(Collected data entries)
PR #72, opened 2026-05-13
RFC: Graceful Degradation for Multi-Upstream OAuth in vMCP

tgrunnagle:
Adds an RFC proposing opt-in partial-completion semantics for the
embedded authorization server's multi-upstream OAuth chain in
VirtualMCPServer.

Related issue: stacklok/toolhive#5162

> **Note:** This PR body was updated post-merge to reflect the
> RFC's final design after review feedback. See follow-up commits
> `fde11e0` and `031eda4` on the same branch for the details.

## Why

Today the embedded auth server's multi-upstream chain is all-or-nothing:
one upstream IdP outage or one declined consent screen invalidates every
collected token and locks the user out of every backend on the vMCP —
including backends that have nothing to do with the failed upstream.
Operators aggregating backends across multiple SaaS IdPs (e.g. github +
slack + google) see the whole vMCP appear down for what should be a
single-provider problem.

## Key design decisions

- **Single per-upstream `optional` flag** (default `false`) on
  `UpstreamProviderConfig`. Marking any provider `optional: true` opts
  the deployment into partial completion for that provider; leaving
  every provider at the default reproduces today's all-or-nothing
  behavior exactly. No top-level mode toggle.
- **Primary identity provider** — already named by
  `authzConfig.inline.primaryUpstreamProvider` — is always required;
  admission webhook rejects configs that set `optional: true` on it.
- **Chain completion** walks every upstream and completes when every
  required upstream has a token; optional upstreams that error or are
  declined are recorded as session-scoped skip rows.
- **Skip rows reuse the existing `UpstreamTokens` storage row.** Two
  new scalar fields (`Skipped bool`, `SkippedReason string`) on the
  existing row; the `UpstreamTokenStorage` interface is unchanged. The
  existing `InProcessService.GetAllValidTokens` / `GetValidToken`
  filter skip rows out of the live-token map, so `identity.UpstreamTokens`
  consumers behave exactly as today when no rows are skipped.
- **No `/authorize` restart-all branch.** The existing handler already
  mints a fresh `SessionID` per call, so re-running `/authorize` is
  structurally a new session — prior session rows age out under their
  existing TTL. Per-upstream retry is explicitly rejected — identity-
  binding hazards outweigh the round-trip savings.
- **vMCP filters by skipping unauthorized backend init.** vMCP freezes
  the per-session capability set at MCP `initialize` time, so the
  filter hooks into the pre-init backend filter loop of
  `makeBaseSession`: backends whose required upstream is missing from
  `identity.UpstreamTokens` never run `initOneBackend` at all — no HTTP
  connection, no handshake, no capability listing, no entry into the
  routing table or per-session SDK tool store.
- **No new dispatcher gate.** Out-of-band revocation between
  `initialize` and call is already caught by the existing per-request
  `identity.UpstreamTokens` re-hydration plus each backend auth
  strategy's `ErrUpstreamTokenNotFound` path.
- **Recovery is whole-session.** A fresh `/authorize` produces a new
  JWT with a new `tsid`; reconnecting to vMCP with the new bearer
  triggers a fresh `initialize` and re-aggregates capabilities.
- vMCP does not extend the MCP protocol to signal filtered state.

## Out of scope

Per-upstream retry, MCP-protocol-level signaling of filtered state,
silent backend dropping on RT expiry, proactive token introspection,
dynamic upstream addition.

## Notes for reviewers

- Implementation is sequenced runtime-first → CRD-last so chain-logic
  and filtering can land and be tested before the CRD surface
  solidifies.
- All initial open questions (revocation detection, skip-row TTL,
  metric cardinality, status conditions) were resolved during drafting;
  see the body for the decisions.
- The RFC originated in the toolhive repo via Claude Code (referencing
  source line numbers); file-path references are plain text so they
  remain readable when the RFC is moved to its destination repo.

### DIFF
--- a/rfcs/THV-0072-vmcp-multi-upstream-partial-auth.md
+++ b/rfcs/THV-0072-vmcp-multi-upstream-partial-auth.md
@@ -13,10 +13,12 @@ When a VirtualMCPServer's embedded authorization server fronts multiple upstream
 Identity Providers, today's chain is all-or-nothing: any one failure invalidates
 every collected upstream token and locks the user out of every backend, even
 backends that depend only on the upstreams that already succeeded. This RFC
-introduces opt-in partial-completion semantics, controlled by a new
-`partialUpstreamAuth` knob on the embedded auth server and a `required` flag
-on each upstream provider. Backends whose required upstream is missing are
-filtered out of the vMCP's exposed catalog and refused at request time;
+introduces opt-in partial-completion semantics, controlled by a single
+`optional` flag (default `false`) on each upstream provider. Marking any
+provider `optional: true` opts the deployment into partial completion for
+that provider; leaving every provider at the default reproduces today's
+all-or-nothing behavior exactly. Backends whose required upstream is missing
+are filtered out of the vMCP's exposed catalog and refused at request time;
 re-authentication is restart-all, with full identity-consistency checks
 preserved.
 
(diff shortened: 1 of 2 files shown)


rfcs/THV-0072-vmcp-multi-upstream-partial-auth.md
```diff
@@ -0,0 +1,810 @@
+# RFC-0072: Graceful Degradation for Multi-Upstream OAuth in vMCP
+
+- **Status**: Draft
+- **Author(s)**: TBD (@github-handle)
```
jhrozek: This TBD dude seems to submit the best RFCs. We should hire him!

rfcs/THV-0072-vmcp-multi-upstream-partial-auth.md
```diff
@@ -0,0 +1,810 @@
...
+- **Related Issues**: [toolhive#5162](https://github.com/stacklok/toolhive/issues/5162)
+
+## Summary
+
+When a VirtualMCPServer's embedded authorization server fronts multiple upstream
+Identity Providers, today's chain is all-or-nothing: any one failure invalidates
+every collected upstream token and locks the user out of every backend, even
+backends that depend only on the upstreams that already succeeded. This RFC
+introduces opt-in partial-completion semantics, controlled by a new
+`partialUpstreamAuth` knob on the embedded auth server and a `required` flag
```
jhrozek: why do we have 2 flags? Wouldn't it be easier to only add the `required` flag to the individual upstreams and allow to opt out each upstream by setting the flag to false?

rfcs/THV-0072-vmcp-multi-upstream-partial-auth.md
```diff
@@ -0,0 +1,810 @@
...
+
+1. **Capability listings.** Wrap the aggregator's response to
+   `tools/list`, `resources/list`, `resources/templates/list`, and
+   `prompts/list` with a filter that drops any item whose owning backend
+   reports a non-empty `RequiredUpstreamProvider()` not present in the
+   session's `IdentityFromContext(ctx).UpstreamTokens` map
+   (pkg/vmcp/auth/strategies/upstream_inject.go:44-87).
+   Listings are computed per-request, not once at server start, so the
+   filter naturally tracks per-session state. The filter never mutates
+   the backend registry; only the per-request view is altered.
```
jhrozek: is this correct? I thought there were hooks into initialize in vMCP and not the list methods? This would mean that the client needs to fully re-initialize and re-run authorize to get the new set of resources/tools/prompts

rfcs/THV-0072-vmcp-multi-upstream-partial-auth.md
```diff
@@ -0,0 +1,810 @@
...
+that the same user binds the session — if a different user comes back, the
+existing session-binding fields
+(`UpstreamTokens.UserID`, `.UpstreamSubject`,
+pkg/authserver/storage/types.go:55-97)
+force a fresh session ID instead of letting the new identity adopt the
+old session.
+
+Session correlation: the client's `/authorize` request supplies its
+client ID and (in PKCE flows) a fresh code challenge. Session reuse is
+keyed off the existing pending-authorization correlation — no new client
```
jhrozek: how does this work exactly, does this RFC specify the mechanism? We do have the tsid, but that's not passed to the new authorize session is it?

jhrozek: Were you maybe planning to look up existing session not during authorize but during callback where we can establish the identity of the caller?

rfcs/THV-0072-vmcp-multi-upstream-partial-auth.md
```diff
@@ -0,0 +1,810 @@
...
+map[string]string` (session → provider → reason) guarded by the existing
+mutex. Redis implementation uses a hash keyed by sessionID with provider
+names as fields. The set is wiped by `DeleteUpstreamTokens` in the
+existing restart-all path.
+
+Tombstones have no independent TTL: they live for the lifetime of the
+session and are cleared only by restart-all. Retrying a previously
+declined upstream requires the client to re-run `/authorize`, which
+trips restart-all and walks the full chain again — consistent with the
+restart-all-only recovery model used elsewhere in this RFC.
```
jhrozek: why not tie them to the session of the AS-issued JWT? Won't this mean that the tombstone entries are never cleared?

rfcs/THV-0072-vmcp-multi-upstream-partial-auth.md
```diff
@@ -0,0 +1,810 @@
...
+   (default — equivalent to today) or `partialUpstreamAuth: allow`, in which
+   case per-provider `required` is honored.
+2. **Skip-and-continue on optional-upstream failure.** When an optional
+   upstream returns an RFC 6749 §4.1.2.1 error (including user-declined
+   `access_denied`), the chain records the upstream as *skipped for this
+   session* and advances to the next missing upstream instead of tearing the
+   whole flow down. The auth code is issued when every upstream has been
+   attempted and every *required* upstream has a token.
+3. **Backend filtering, fail-closed.** The vMCP request pipeline reads the
+   per-session set of available upstream tokens off the bearer-token claim
```
jhrozek: umm does it? I thought we read them from storage and then augment the Identity struct with the tokens.

rfcs/THV-0072-vmcp-multi-upstream-partial-auth.md
```diff
@@ -0,0 +1,810 @@
...
+   stored token nor a skipped tombstone for the session. Chain completion
+   is now a two-part predicate evaluated after each successful leg:
+   `nextUnattemptedUpstream` returns empty *and* every required upstream
+   has a stored token. Optional upstreams are still walked so the user has
+   a chance to authorize them; only after they have been attempted (and
+   either succeeded or been recorded as skipped) does the chain consider
+   itself complete.
+
+2. **Skipped-upstream tombstone in storage.** Add a
+   `MarkUpstreamSkipped(sessionID, providerName, reason)` method to
```
jhrozek: Wouldn't it be easier to extend the `UpstreamTokens` struct with flags to mark the token (either the one being stored or retrieved) as tombstone and then just extend the existing `GetAllUpstreamTokens` and `StoreUpstreamTokens`?

rfcs/THV-0072-vmcp-multi-upstream-partial-auth.md
tgrunnagle: I imagined it as a backward compatibility concern, assuming 'required' defaults to false. An operator that upgrades versions without changing the manifest would get the existing behavior. I realize now that rather than two flags, we could add an 'optional' (default false) flag to each upstream and achieve the same existing behavior. I'll update the doc.

rfcs/THV-0072-vmcp-multi-upstream-partial-auth.md
tgrunnagle: I was imagining it could read the bearer token from the header, but we should just maintain the existing behavior (new tsid per `/authorize` call)

rfcs/THV-0072-vmcp-multi-upstream-partial-auth.md
tgrunnagle: Updated storage to be a flag on existing `UpstreamTokens` entries

jhrozek (approved):
very nice thank you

**Task description:** Set down only the lines above that fall between the line holding "- **Recovery is" and the line holding "-13,10 +13,12 @@", inclusive, keeping each exact.

**Answer to this task:**
- **Recovery is whole-session.** A fresh `/authorize` produces a new
  JWT with a new `tsid`; reconnecting to vMCP with the new bearer
  triggers a fresh `initialize` and re-aggregates capabilities.
- vMCP does not extend the MCP protocol to signal filtered state.

## Out of scope

Per-upstream retry, MCP-protocol-level signaling of filtered state,
silent backend dropping on RT expiry, proactive token introspection,
dynamic upstream addition.

## Notes for reviewers

- Implementation is sequenced runtime-first → CRD-last so chain-logic
  and filtering can land and be tested before the CRD surface
  solidifies.
- All initial open questions (revocation detection, skip-row TTL,
  metric cardinality, status conditions) were resolved during drafting;
  see the body for the decisions.
- The RFC originated in the toolhive repo via Claude Code (referencing
  source line numbers); file-path references are plain text so they
  remain readable when the RFC is moved to its destination repo.

### DIFF
--- a/rfcs/THV-0072-vmcp-multi-upstream-partial-auth.md
+++ b/rfcs/THV-0072-vmcp-multi-upstream-partial-auth.md
@@ -13,10 +13,12 @@ When a VirtualMCPServer's embedded authorization server fronts multiple upstream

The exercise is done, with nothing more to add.